#### PROBLEM TO SOLVE:
What you return must be the complete listing, unchanged.

┄┄┄┄┄┄

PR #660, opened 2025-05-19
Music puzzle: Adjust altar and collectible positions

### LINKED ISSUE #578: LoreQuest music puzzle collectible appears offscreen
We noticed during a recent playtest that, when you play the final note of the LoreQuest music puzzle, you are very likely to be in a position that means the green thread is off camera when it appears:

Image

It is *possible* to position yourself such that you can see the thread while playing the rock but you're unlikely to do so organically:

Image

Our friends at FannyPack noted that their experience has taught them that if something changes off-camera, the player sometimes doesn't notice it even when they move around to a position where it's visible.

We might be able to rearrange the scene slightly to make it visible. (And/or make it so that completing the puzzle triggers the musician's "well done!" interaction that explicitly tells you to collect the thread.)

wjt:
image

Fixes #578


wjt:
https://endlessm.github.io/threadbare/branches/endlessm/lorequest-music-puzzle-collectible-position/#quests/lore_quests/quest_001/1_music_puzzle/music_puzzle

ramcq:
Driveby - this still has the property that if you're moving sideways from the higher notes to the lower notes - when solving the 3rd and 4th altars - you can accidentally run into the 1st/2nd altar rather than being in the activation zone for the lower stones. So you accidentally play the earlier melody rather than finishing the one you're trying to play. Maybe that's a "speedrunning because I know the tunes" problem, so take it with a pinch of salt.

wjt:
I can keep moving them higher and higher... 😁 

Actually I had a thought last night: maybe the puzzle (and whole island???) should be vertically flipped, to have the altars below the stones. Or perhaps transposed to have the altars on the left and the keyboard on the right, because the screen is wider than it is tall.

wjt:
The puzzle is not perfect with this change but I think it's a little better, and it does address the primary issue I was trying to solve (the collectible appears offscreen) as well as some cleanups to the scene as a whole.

┄┄┄┄┄┄

#### ANSWER FOR THIS EXERCISE:
PR #660, opened 2025-05-19
Music puzzle: Adjust altar and collectible positions

### LINKED ISSUE #578: LoreQuest music puzzle collectible appears offscreen
We noticed during a recent playtest that, when you play the final note of the LoreQuest music puzzle, you are very likely to be in a position that means the green thread is off camera when it appears:

Image

It is *possible* to position yourself such that you can see the thread while playing the rock but you're unlikely to do so organically:

Image

Our friends at FannyPack noted that their experience has taught them that if something changes off-camera, the player sometimes doesn't notice it even when they move around to a position where it's visible.

We might be able to rearrange the scene slightly to make it visible. (And/or make it so that completing the puzzle triggers the musician's "well done!" interaction that explicitly tells you to collect the thread.)

wjt:
image

Fixes #578


wjt:
https://endlessm.github.io/threadbare/branches/endlessm/lorequest-music-puzzle-collectible-position/#quests/lore_quests/quest_001/1_music_puzzle/music_puzzle

ramcq:
Driveby - this still has the property that if you're moving sideways from the higher notes to the lower notes - when solving the 3rd and 4th altars - you can accidentally run into the 1st/2nd altar rather than being in the activation zone for the lower stones. So you accidentally play the earlier melody rather than finishing the one you're trying to play. Maybe that's a "speedrunning because I know the tunes" problem, so take it with a pinch of salt.

wjt:
I can keep moving them higher and higher... 😁 

Actually I had a thought last night: maybe the puzzle (and whole island???) should be vertically flipped, to have the altars below the stones. Or perhaps transposed to have the altars on the left and the keyboard on the right, because the screen is wider than it is tall.

wjt:
The puzzle is not perfect with this change but I think it's a little better, and it does address the primary issue I was trying to solve (the collectible appears offscreen) as well as some cleanups to the scene as a whole.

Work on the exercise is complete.